Nas reportagens sobre as manifestações
indígenas e a repressão que sofreram, a TV mostrou uma partidária do governo e
do projeto em trâmite na Câmara que vociferava justificativas em favor de sua
aprovação. Defendia o “direito” do índio se tornar um empreendedor moderno e
até de se tornar um seguidor do neoliberalismo econômico!
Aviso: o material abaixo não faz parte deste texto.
PR #376, opened 2022-04-08
Allow "prompt the user to choose" apply to one or more options.

### LINKED ISSUE #375: "Prompt the user to choose" should let caller decide how many results are allowed.
https://w3c.github.io/permissions/#prompt-the-user-to-choose currently insists on picking exactly one of the available options. 

The call @inexorabletash is adding in https://github.com/WICG/local-font-access/pull/76 would like to let the user pick many options, so we should change the wording here to allow that.

https://html.spec.whatwg.org/multipage/input.html#show-the-picker,-if-applicable (for `<input type=file>`), which was a model for the picker design in this spec, also allows users to pick multiple options, so if we ever want to retrofit that to call into the permissions spec, that'll also require this change.

miketaylr:
closes #375

A PR for discussion. PTAL @marcoscaceres

***

### :boom: Error: 500 Internal Server Error :boom: ###

[PR Preview](https://github.com/tobie/pr-preview#pr-preview) failed to build. _(Last tried on May 23, 2022, 6:26 PM UTC)_.

<details>
<summary>More</summary>

PR Preview relies on a number of web services to run. There seems to be an issue with the following one:

:rotating_light: [Spec Generator](https://www.w3.org/2015/labs/) - Spec Generator is the web service used to build specs that rely on ReSpec.

:link: [Related URL](https://labs.w3.org/spec-generator/?type=respec&url=https%3A%2F%2Fraw.githubusercontent.com%2Fmiketaylr%2Fpermissions%2Fd0c11a15df5aa76e285cafd1925f2d3c9480b527%2Findex.html%3FisPreview%3Dtrue)

```
📡 HTTP Error 404: http://labs.w3.org/spec-generator/uploads/OUQ0MZ
```

_If you don't have enough information above to solve the error by yourself (or to understand to which web service the error is related to, if any), please [file an issue](https://github.com/tobie/pr-preview/issues/new?title=Error%20not%20surfaced%20properly&body=See%20w3c/permissions%23376.)._
</details>

### DIFF
--- a/index.html
+++ b/index.html
@@ -662,7 +662,7 @@
           {{PermissionState/"denied"}} and abort these steps.
           </li>
           <li>If |descriptor|'s <a>permission state</a> is {{PermissionState/"granted"}}, the user
-          agent may return one or more of |options| chosen by the user and abort these steps. If the user agent
+          agent may return one (or more if |allowMultiple| is true) of |options| chosen by the user and abort these steps. If the user agent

Isso até pode acontecer. Mas depende de um
processo de ressocialização lento que vai em direção oposta a essa, porque
tribal. Já aconteceu no Brasil com vários grupos indígenas. Um deles, o dos
parkatejê, do Pará. Que utilizaram a mediação e o apoio da antropóloga que
fazia pesquisa sobre sua tribo. Na prática, eles inverteram os papéis e
passaram a estudá-la para decifrar as irracionalidades dos brancos,
responsáveis pela crise de sua organização tribal, pelas doenças e por sua
miséria.
Na economia cara-pálida não há lugar para
os valores e o capital social das populações indígenas. Os índios descobriram
como funciona a cabeça do branco, reorganizaram-se como produtores comerciais
de castanhas e com os recursos que conseguiram revitalizaram adaptativamente a
sociedade tribal. Tornaram-se mais índios do que a ignorância branca queria
deles fazer.
São aí evidentes as opções do presidente da
República quanto à sua opção de senso comum por um indígena cara-pálida. Como
ocorreu em sua ida à ONU para o discurso inaugural. Levou consigo uma moça de
origem indígena, moradora na periferia de São Paulo, como uma testemunha do
índio de sua referência. Uma indígena que destribalizada e desvinculada de seu
grupo de referência não tinha outra alternativa, para sobreviver, senão aderir
aos valores da sociedade branca.
O projeto cara-pálida do governo e dos seus
coadjuvantes no Congresso Nacional é um projeto da economia do saque e da
rapina das terras e da alma indígenas.
*José de Souza Martins é sociólogo. Professor Emérito da Faculdade de Filosofia da USP. Simon Bolivar Professor (Cambridge, 1993-94). Pesquisador Emérito do CNPq. Membro da Academia Paulista de Letras. Entre outros livros, é autor de “Moleque de Fábrica” (Ateliê).